── DATA RECORDS

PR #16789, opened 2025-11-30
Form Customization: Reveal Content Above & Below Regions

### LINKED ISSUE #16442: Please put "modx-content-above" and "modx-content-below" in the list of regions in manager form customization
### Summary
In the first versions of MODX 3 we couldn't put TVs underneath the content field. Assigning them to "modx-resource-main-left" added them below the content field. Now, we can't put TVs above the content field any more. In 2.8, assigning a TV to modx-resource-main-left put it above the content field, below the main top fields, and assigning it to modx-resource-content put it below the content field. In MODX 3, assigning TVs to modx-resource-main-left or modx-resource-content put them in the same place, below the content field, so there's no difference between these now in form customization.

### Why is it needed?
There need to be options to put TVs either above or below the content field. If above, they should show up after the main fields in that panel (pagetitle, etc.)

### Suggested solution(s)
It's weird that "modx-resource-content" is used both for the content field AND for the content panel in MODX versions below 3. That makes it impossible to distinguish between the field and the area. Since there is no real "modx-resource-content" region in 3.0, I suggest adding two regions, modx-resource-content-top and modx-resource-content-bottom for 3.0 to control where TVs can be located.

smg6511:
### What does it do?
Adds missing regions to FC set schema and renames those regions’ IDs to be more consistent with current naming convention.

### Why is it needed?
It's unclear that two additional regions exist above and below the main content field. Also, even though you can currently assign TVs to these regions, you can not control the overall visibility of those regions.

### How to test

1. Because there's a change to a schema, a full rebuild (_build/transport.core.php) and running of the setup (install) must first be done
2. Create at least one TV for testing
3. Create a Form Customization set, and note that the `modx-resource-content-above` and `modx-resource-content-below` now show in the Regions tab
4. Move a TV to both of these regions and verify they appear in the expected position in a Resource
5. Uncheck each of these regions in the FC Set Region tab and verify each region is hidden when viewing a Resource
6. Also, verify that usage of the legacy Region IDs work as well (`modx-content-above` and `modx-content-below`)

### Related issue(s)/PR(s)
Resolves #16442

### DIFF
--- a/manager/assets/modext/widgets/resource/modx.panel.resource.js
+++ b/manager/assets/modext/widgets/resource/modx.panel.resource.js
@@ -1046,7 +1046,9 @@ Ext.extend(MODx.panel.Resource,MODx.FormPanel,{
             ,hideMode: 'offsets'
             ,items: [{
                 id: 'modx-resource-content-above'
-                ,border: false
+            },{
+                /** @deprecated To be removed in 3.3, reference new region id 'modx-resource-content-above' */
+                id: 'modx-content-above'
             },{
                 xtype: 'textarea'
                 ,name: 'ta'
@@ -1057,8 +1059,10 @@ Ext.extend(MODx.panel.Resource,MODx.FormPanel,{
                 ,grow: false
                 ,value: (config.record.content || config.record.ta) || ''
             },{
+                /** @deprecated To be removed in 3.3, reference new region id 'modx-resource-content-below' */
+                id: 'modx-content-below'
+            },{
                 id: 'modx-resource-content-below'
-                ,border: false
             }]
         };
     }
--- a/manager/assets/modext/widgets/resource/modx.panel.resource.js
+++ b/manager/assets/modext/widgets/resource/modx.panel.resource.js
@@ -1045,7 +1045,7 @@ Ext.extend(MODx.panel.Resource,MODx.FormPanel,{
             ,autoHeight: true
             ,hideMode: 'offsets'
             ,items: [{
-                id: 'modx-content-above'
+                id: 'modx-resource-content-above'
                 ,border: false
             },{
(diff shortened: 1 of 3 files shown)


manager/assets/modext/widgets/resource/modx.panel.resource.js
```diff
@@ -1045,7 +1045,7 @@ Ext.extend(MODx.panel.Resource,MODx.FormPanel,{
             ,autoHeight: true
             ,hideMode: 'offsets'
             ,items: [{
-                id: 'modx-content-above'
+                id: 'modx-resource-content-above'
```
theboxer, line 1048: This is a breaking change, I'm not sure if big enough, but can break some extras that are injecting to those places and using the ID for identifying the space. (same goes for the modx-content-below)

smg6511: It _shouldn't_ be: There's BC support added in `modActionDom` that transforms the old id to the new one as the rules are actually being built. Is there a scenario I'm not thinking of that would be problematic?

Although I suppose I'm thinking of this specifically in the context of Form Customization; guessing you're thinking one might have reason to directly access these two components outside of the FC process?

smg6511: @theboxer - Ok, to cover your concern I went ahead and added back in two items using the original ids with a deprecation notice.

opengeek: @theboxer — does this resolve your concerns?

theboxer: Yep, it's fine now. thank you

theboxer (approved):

────

● DESCRIPTION OF THE TASK:
Every line in the data that holds "more" should be copied out.

● ANSWER TO THE EXERCISE:
In the first versions of MODX 3 we couldn't put TVs underneath the content field. Assigning them to "modx-resource-main-left" added them below the content field. Now, we can't put TVs above the content field any more. In 2.8, assigning a TV to modx-resource-main-left put it above the content field, below the main top fields, and assigning it to modx-resource-content put it below the content field. In MODX 3, assigning TVs to modx-resource-main-left or modx-resource-content put them in the same place, below the content field, so there's no difference between these now in form customization.
Adds missing regions to FC set schema and renames those regions’ IDs to be more consistent with current naming convention.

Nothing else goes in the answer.